Stored data START

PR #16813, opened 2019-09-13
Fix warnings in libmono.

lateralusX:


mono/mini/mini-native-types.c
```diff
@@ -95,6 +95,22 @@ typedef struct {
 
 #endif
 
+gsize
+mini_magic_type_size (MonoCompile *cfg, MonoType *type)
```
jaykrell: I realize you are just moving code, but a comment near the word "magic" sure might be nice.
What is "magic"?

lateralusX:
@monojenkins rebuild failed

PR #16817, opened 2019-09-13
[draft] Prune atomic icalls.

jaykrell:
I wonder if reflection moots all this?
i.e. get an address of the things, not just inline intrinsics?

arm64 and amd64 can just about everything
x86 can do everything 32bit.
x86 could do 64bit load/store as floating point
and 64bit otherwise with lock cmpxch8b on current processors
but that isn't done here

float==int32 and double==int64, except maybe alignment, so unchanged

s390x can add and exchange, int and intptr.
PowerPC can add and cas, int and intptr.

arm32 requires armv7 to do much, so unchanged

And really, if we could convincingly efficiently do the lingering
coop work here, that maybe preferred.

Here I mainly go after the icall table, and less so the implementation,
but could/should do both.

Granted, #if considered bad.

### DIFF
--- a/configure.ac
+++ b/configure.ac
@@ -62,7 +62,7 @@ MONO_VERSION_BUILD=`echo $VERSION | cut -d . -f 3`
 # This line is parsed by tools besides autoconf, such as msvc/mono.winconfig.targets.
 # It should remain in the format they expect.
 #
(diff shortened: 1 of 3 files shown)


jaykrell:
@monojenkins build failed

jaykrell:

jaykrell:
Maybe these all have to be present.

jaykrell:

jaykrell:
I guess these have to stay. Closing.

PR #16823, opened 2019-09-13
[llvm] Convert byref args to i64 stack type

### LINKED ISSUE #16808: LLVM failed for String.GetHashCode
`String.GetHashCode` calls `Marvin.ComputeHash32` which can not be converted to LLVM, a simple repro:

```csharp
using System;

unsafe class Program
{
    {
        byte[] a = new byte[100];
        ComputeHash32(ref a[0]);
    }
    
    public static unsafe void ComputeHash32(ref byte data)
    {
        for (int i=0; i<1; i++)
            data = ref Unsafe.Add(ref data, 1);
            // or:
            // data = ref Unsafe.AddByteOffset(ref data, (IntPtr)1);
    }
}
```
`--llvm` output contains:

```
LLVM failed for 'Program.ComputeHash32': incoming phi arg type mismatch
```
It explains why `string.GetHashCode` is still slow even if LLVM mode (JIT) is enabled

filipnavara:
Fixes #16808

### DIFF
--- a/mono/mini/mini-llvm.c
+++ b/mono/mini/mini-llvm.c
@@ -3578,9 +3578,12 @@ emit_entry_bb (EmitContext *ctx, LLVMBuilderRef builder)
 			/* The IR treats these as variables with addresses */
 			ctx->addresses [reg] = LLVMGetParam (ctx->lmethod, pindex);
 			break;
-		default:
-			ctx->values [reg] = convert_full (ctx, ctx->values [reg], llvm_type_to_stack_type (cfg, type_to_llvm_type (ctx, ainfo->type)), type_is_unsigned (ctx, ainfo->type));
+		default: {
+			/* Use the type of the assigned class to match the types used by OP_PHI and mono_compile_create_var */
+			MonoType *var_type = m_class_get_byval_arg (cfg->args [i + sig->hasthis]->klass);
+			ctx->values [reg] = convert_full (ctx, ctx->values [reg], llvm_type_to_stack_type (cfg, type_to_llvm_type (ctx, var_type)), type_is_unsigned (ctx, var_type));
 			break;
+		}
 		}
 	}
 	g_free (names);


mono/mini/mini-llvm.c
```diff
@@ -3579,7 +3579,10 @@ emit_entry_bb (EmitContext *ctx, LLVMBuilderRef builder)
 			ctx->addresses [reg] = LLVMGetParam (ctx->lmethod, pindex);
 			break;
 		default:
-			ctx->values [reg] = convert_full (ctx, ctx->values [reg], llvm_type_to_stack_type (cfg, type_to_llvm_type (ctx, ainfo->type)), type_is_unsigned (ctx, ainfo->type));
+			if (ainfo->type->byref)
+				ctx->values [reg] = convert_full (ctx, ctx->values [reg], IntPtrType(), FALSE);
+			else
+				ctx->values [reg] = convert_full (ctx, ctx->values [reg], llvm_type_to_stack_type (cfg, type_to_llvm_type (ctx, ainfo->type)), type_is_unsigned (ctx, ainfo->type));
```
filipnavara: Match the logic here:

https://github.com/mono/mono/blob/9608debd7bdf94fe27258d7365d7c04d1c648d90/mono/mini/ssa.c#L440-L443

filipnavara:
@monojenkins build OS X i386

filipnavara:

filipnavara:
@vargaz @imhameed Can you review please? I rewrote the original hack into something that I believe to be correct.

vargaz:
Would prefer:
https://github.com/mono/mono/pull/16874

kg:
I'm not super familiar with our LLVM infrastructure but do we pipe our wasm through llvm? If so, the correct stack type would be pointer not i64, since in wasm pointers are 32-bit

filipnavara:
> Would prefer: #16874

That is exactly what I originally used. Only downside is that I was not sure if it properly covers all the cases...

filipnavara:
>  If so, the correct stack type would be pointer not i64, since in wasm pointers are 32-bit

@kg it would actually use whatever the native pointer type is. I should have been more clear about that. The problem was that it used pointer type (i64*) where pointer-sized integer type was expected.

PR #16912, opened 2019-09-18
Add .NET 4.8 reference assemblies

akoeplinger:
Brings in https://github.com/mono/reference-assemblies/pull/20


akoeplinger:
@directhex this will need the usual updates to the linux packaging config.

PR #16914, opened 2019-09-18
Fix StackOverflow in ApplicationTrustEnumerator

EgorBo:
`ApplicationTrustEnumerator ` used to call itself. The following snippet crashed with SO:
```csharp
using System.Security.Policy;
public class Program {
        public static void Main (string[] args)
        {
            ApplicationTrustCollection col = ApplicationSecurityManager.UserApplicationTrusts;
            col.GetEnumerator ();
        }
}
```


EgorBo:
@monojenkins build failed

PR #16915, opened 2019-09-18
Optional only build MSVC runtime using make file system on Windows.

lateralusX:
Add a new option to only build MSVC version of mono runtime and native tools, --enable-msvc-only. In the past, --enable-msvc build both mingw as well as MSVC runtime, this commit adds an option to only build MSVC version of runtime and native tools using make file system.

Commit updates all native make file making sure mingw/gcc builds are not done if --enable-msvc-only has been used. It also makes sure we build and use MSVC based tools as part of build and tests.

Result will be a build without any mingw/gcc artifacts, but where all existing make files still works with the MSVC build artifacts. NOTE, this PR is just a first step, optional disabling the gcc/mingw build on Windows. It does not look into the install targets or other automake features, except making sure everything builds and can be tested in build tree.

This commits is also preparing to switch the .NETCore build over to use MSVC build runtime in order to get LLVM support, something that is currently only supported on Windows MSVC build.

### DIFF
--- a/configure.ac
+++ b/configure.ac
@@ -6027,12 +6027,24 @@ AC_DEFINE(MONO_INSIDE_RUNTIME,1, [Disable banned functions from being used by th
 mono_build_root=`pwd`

Stored data END

**Task directions**
Go through the records and set each one down again, unchanged.

**Solution to the problem**
PR #16813, opened 2019-09-13
Fix warnings in libmono.

lateralusX:


mono/mini/mini-native-types.c
```diff
@@ -95,6 +95,22 @@ typedef struct {
 
 #endif
 
+gsize
+mini_magic_type_size (MonoCompile *cfg, MonoType *type)
```
jaykrell: I realize you are just moving code, but a comment near the word "magic" sure might be nice.
What is "magic"?

lateralusX:
@monojenkins rebuild failed

PR #16817, opened 2019-09-13
[draft] Prune atomic icalls.

jaykrell:
I wonder if reflection moots all this?
i.e. get an address of the things, not just inline intrinsics?

arm64 and amd64 can just about everything
x86 can do everything 32bit.
x86 could do 64bit load/store as floating point
and 64bit otherwise with lock cmpxch8b on current processors
but that isn't done here

float==int32 and double==int64, except maybe alignment, so unchanged

s390x can add and exchange, int and intptr.
PowerPC can add and cas, int and intptr.

arm32 requires armv7 to do much, so unchanged

And really, if we could convincingly efficiently do the lingering
coop work here, that maybe preferred.

Here I mainly go after the icall table, and less so the implementation,
but could/should do both.

Granted, #if considered bad.

### DIFF
--- a/configure.ac
+++ b/configure.ac
@@ -62,7 +62,7 @@ MONO_VERSION_BUILD=`echo $VERSION | cut -d . -f 3`
 # This line is parsed by tools besides autoconf, such as msvc/mono.winconfig.targets.
 # It should remain in the format they expect.
 #
(diff shortened: 1 of 3 files shown)


jaykrell:
@monojenkins build failed

jaykrell:

jaykrell:
Maybe these all have to be present.

jaykrell:

jaykrell:
I guess these have to stay. Closing.

PR #16823, opened 2019-09-13
[llvm] Convert byref args to i64 stack type

### LINKED ISSUE #16808: LLVM failed for String.GetHashCode
`String.GetHashCode` calls `Marvin.ComputeHash32` which can not be converted to LLVM, a simple repro:

```csharp
using System;

unsafe class Program
{
    {
        byte[] a = new byte[100];
        ComputeHash32(ref a[0]);
    }
    
    public static unsafe void ComputeHash32(ref byte data)
    {
        for (int i=0; i<1; i++)
            data = ref Unsafe.Add(ref data, 1);
            // or:
            // data = ref Unsafe.AddByteOffset(ref data, (IntPtr)1);
    }
}
```
`--llvm` output contains:

```
LLVM failed for 'Program.ComputeHash32': incoming phi arg type mismatch
```
It explains why `string.GetHashCode` is still slow even if LLVM mode (JIT) is enabled

filipnavara:
Fixes #16808

### DIFF
--- a/mono/mini/mini-llvm.c
+++ b/mono/mini/mini-llvm.c
@@ -3578,9 +3578,12 @@ emit_entry_bb (EmitContext *ctx, LLVMBuilderRef builder)
 			/* The IR treats these as variables with addresses */
 			ctx->addresses [reg] = LLVMGetParam (ctx->lmethod, pindex);
 			break;
-		default:
-			ctx->values [reg] = convert_full (ctx, ctx->values [reg], llvm_type_to_stack_type (cfg, type_to_llvm_type (ctx, ainfo->type)), type_is_unsigned (ctx, ainfo->type));
+		default: {
+			/* Use the type of the assigned class to match the types used by OP_PHI and mono_compile_create_var */
+			MonoType *var_type = m_class_get_byval_arg (cfg->args [i + sig->hasthis]->klass);
+			ctx->values [reg] = convert_full (ctx, ctx->values [reg], llvm_type_to_stack_type (cfg, type_to_llvm_type (ctx, var_type)), type_is_unsigned (ctx, var_type));
 			break;
+		}
 		}
 	}
 	g_free (names);


mono/mini/mini-llvm.c
```diff
@@ -3579,7 +3579,10 @@ emit_entry_bb (EmitContext *ctx, LLVMBuilderRef builder)
 			ctx->addresses [reg] = LLVMGetParam (ctx->lmethod, pindex);
 			break;
 		default:
-			ctx->values [reg] = convert_full (ctx, ctx->values [reg], llvm_type_to_stack_type (cfg, type_to_llvm_type (ctx, ainfo->type)), type_is_unsigned (ctx, ainfo->type));
+			if (ainfo->type->byref)
+				ctx->values [reg] = convert_full (ctx, ctx->values [reg], IntPtrType(), FALSE);
+			else
+				ctx->values [reg] = convert_full (ctx, ctx->values [reg], llvm_type_to_stack_type (cfg, type_to_llvm_type (ctx, ainfo->type)), type_is_unsigned (ctx, ainfo->type));
```
filipnavara: Match the logic here:

https://github.com/mono/mono/blob/9608debd7bdf94fe27258d7365d7c04d1c648d90/mono/mini/ssa.c#L440-L443

filipnavara:
@monojenkins build OS X i386

filipnavara:

filipnavara:
@vargaz @imhameed Can you review please? I rewrote the original hack into something that I believe to be correct.

vargaz:
Would prefer:
https://github.com/mono/mono/pull/16874

kg:
I'm not super familiar with our LLVM infrastructure but do we pipe our wasm through llvm? If so, the correct stack type would be pointer not i64, since in wasm pointers are 32-bit

filipnavara:
> Would prefer: #16874

That is exactly what I originally used. Only downside is that I was not sure if it properly covers all the cases...

filipnavara:
>  If so, the correct stack type would be pointer not i64, since in wasm pointers are 32-bit

@kg it would actually use whatever the native pointer type is. I should have been more clear about that. The problem was that it used pointer type (i64*) where pointer-sized integer type was expected.

PR #16912, opened 2019-09-18
Add .NET 4.8 reference assemblies

akoeplinger:
Brings in https://github.com/mono/reference-assemblies/pull/20


akoeplinger:
@directhex this will need the usual updates to the linux packaging config.

PR #16914, opened 2019-09-18
Fix StackOverflow in ApplicationTrustEnumerator

EgorBo:
`ApplicationTrustEnumerator ` used to call itself. The following snippet crashed with SO:
```csharp
using System.Security.Policy;
public class Program {
        public static void Main (string[] args)
        {
            ApplicationTrustCollection col = ApplicationSecurityManager.UserApplicationTrusts;
            col.GetEnumerator ();
        }
}
```


EgorBo:
@monojenkins build failed

PR #16915, opened 2019-09-18
Optional only build MSVC runtime using make file system on Windows.

lateralusX:
Add a new option to only build MSVC version of mono runtime and native tools, --enable-msvc-only. In the past, --enable-msvc build both mingw as well as MSVC runtime, this commit adds an option to only build MSVC version of runtime and native tools using make file system.

Commit updates all native make file making sure mingw/gcc builds are not done if --enable-msvc-only has been used. It also makes sure we build and use MSVC based tools as part of build and tests.

Result will be a build without any mingw/gcc artifacts, but where all existing make files still works with the MSVC build artifacts. NOTE, this PR is just a first step, optional disabling the gcc/mingw build on Windows. It does not look into the install targets or other automake features, except making sure everything builds and can be tested in build tree.

This commits is also preparing to switch the .NETCore build over to use MSVC build runtime in order to get LLVM support, something that is currently only supported on Windows MSVC build.

### DIFF
--- a/configure.ac
+++ b/configure.ac
@@ -6027,12 +6027,24 @@ AC_DEFINE(MONO_INSIDE_RUNTIME,1, [Disable banned functions from being used by th
 mono_build_root=`pwd`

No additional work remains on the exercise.